Best All-You-Can-Eat Athlete
What, exactly, did Portland receive when Blazer management swapped three Blazers (including the lovable, baby-faced street-racing fanatic Zach Randolph) for Channing Frye on draft day? "I bring everything," Frye told Trail Blazer fan site blazersedge.com. "A little personality, a little leadership, a little shooting, a little defense. I'm a buffet of goodness ." Stop for a second. Do you smell it? The man is a buffet of goodness. Sure, the team traded a tired old salad bar of "scoring" and "rebounding," but in return, they received a buffet of goodness. Izzy's Pizza, meet thy competition.

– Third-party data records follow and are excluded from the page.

PR #2415, opened 2023-02-15
Add `misc-const-correctness` clang-tidy check

ChrisThrasher:
## Description

I wanted to submit this to show how much more we could be using `const`. While the extra `const` is not useful in some places, I think this check is still worthwhile since it will ensure that all future PRs at least attempt to use `const` where appropriate. I know how hard it is to manually audit code for the right use of `const`, so I'd rather err on the side of too much const than too little. 

One quirk about this is that in Objective-C++ files, clang-tidy recommended we add `const` to pointers (as opposed to the pointed-to type) which is not something it recommended elsewhere so I just added that `const` to satisfy it even though we don't do that in C++ files. There's an option to enable this on all pointers but that may be excessive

Best Place to Lay Your Cleats
While American soccer jocks spend their time tromping across AstroTurfed outdoor courts and body-slamming each other, the rest of the world is playing futsal , a frenetic game staged on indoor courts with a heavy, hard little ball. Invented in Uruguay in the 1930s, the game is FIFA-recognized and played by soccer pros, favela-dwelling South American kids and, as it turns out, Portlanders, who have been migrating in droves since 2006 to the three indoor courts of Portland Futsal, housed in a vast warehouse in Southeast (3401 SE 17th Ave., portlandfutsal.com). Don't be intimidated by the players' poker-faced devotion or the building's gray austerity: This turfless winter sport is all about grit, shinguards and fun—for every team of hulking pros, there's also a ragtag crew of casual players to square up against.
Best Way to Channel Your Inner Fourth-Grader
There's only one way to get over the lingering embarrassment of misspelling "tentacle" in front of 100 people in your elementary-school gym: a rematch. Sure, maybe 20 years have passed, and the bespectacled twerp that outspelled you has long since moved to the Midwest. That matters little to the folks at Mississippi Pizza Pub (3552 N Mississippi Ave., 288-3231), who have been hosting a surprisingly punctilious ("P-u-n-c...can I have the language of origin, please?"), albeit microbrew-muddled, Portland Spelling Bee every Monday night at 7 pm. Be forewarned, however: The injustice of failure stings just as much now as it did then.